_WHAT IS REQUIRED_
Look through the records, and wherever the string "zone" turns up, copy out that line.

[Saved entries]
========================================================================
PR #126, opened 2017-03-27
Add annotate gem to annotate db schema

starsirius:
Adding one of my favorite gems, [annotate](https://github.com/ctran/annotate_models), to annotate db schema in various places, e.g. models and fabricators, and making them a bit self-explanatory. By default, annotate will be automatically run whenever we run `rake db:migrate` (only in development mode).

Also, updating some gems and fixing Rubocop warnings.

### DIFF
--- a/Gemfile.lock
+++ b/Gemfile.lock
@@ -41,17 +41,20 @@ GEM
       tzinfo (~> 1.1)
     addressable (2.5.0)
       public_suffix (~> 2.0, >= 2.0.2)
+    annotate (2.7.1)
+      activerecord (>= 3.2, < 6.0)
+      rake (>= 10.4, < 12.0)
     arel (7.1.4)
     ast (2.3.0)
     autoprefixer-rails (6.7.7.1)
       execjs
-    aws-sdk (2.8.8)
-      aws-sdk-resources (= 2.8.8)
-    aws-sdk-core (2.8.8)
+    aws-sdk (2.8.11)
+      aws-sdk-resources (= 2.8.11)
+    aws-sdk-core (2.8.11)
       aws-sigv4 (~> 1.0)
       jmespath (~> 1.0)
-    aws-sdk-resources (2.8.8)
-      aws-sdk-core (= 2.8.8)
+    aws-sdk-resources (2.8.11)
+      aws-sdk-core (= 2.8.11)
     aws-sigv4 (1.0.0)
     bootstrap (4.0.0.alpha6)
       autoprefixer-rails (>= 6.0.3)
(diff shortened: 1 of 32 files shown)


Gemfile.lock
```diff
@@ -178,7 +181,7 @@ GEM
       rake (>= 0.8.7)
       thor (>= 0.18.1, < 2.0)
     rainbow (2.2.1)
-    rake (12.0.0)
+    rake (11.3.0)
```
starsirius: Had to update rake to avoid an error:

```
NameError: uninitialized constant Gem::LOADED_SPECS_MUTEX
  /Users/starsirius/.rvm/gems/ruby-2.4.0@global/gems/bundler-1.14.6/lib/bundler/rubygems_integration.rb:426:in `block in replace_bin_path'
  /Users/starsirius/.rvm/rubies/ruby-2.4.0/bin/rake:22:in `<top (required)>'
```

app/models/raw_input_changes.rb
```diff
@@ -10,7 +10,7 @@ def initialize(raw_input)
     @attrs = raw_input.transform
     @organization = nil
     @relations = {}
-    @relations_to_build = [:email, :location, :organization_name, :phone_number]
+    @relations_to_build = %i(email location organization_name phone_number)
```
starsirius: I am not super sure about this rule (as I am very used to the `:symbol` syntax), but this does shorten the length.

jonallured:
Oh man, sorry @starsirius, I am not a fan of Annotate. :(

I find the comments to be quite noisy, but more than that, I think anything that discourages a developer from cracking open a database console should be avoided. I understand that these comments can be convenient but there's a better way to know what columns back an ActiveRecord model:

```
$ rails db
bearden_development=# \d sources
                                           Table "public.sources"
         Column         |            Type             |                      Modifiers
------------------------+-----------------------------+------------------------------------------------------
 id                     | integer                     | not null default nextval('sources_id_seq'::regclass)
 name                   | character varying           |
 created_at             | timestamp without time zone | not null
 updated_at             | timestamp without time zone | not null
 email_rank             | integer                     |
 location_rank          | integer                     |
 organization_name_rank | integer                     |
 phone_number_rank      | integer                     |
 website_rank           | integer                     |
Indexes:
    "sources_pkey" PRIMARY KEY, btree (id)
```

These details are as complete as possible, never out of sync and now that you have opened a console, you can interact with the data should you need to. The database is the source of truth for this information and it's easy to consult it!

But I would happily merge the other parts of this PR - the upgrade to rake and RuboCop. ❤️

starsirius:
😢 

Totally agreed on encouraging developers to open a db console as much as possible. In the end I see the gem as an easy/automatic way to provide db-level "documentation" for the system, and it could be useful for my laziness ( 😛 ) and could also be helpful for communication purposes with non core developers or others. Looks like we also decided to not include the schema in version control. I would still suggest we move, in some way, towards a bit more documentation in general for this type of data-focused project.

But for this one it's your call and feel free to close, and I will PR again for the Rubo-👮  stuff! Thanks!!

jonallured:
Yeah, you're right @starsirius, this project is light on documentation - the ERD wasn't even up to date! I have addressed this with #141, but I'm sure there's more we can do. For now, I'd like to wait on the documentation front until I feel like things are a little more settled. Going to close this one for now. ❤️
========================================================================
_OUTPUT BELOW_
 created_at             | timestamp without time zone | not null
 updated_at             | timestamp without time zone | not null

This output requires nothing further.